* [Goal of the exercise]
Beneath this instruction is a listing. Transcribe from it only the stretch from the line with "PR #733, opened 2022-06-10" through the line with "### LINKED ISSUE", both end lines included, exactly as written.

* [Provided records]
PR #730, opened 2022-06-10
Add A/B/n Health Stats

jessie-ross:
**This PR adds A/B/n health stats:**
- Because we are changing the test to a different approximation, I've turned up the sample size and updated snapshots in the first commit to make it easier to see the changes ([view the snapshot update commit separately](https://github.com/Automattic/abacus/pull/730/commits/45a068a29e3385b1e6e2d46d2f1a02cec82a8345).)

==

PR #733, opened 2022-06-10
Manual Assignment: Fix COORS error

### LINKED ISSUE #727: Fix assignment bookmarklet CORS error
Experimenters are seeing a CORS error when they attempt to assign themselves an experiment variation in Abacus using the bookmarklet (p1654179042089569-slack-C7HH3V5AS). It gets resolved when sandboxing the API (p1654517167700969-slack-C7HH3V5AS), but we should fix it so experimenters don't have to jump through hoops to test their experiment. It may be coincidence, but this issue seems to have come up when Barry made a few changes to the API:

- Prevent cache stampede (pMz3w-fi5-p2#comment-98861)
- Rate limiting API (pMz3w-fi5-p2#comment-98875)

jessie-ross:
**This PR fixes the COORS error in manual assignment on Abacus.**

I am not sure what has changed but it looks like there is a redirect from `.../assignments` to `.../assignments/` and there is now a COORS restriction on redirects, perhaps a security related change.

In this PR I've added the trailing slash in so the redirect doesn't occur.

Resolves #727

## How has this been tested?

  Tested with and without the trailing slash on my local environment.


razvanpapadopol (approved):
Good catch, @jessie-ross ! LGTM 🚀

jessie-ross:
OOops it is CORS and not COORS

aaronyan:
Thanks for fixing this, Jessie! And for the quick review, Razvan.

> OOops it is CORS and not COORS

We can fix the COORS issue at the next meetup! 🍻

* [Exercise result]
PR #733, opened 2022-06-10
Manual Assignment: Fix COORS error

### LINKED ISSUE #727: Fix assignment bookmarklet CORS error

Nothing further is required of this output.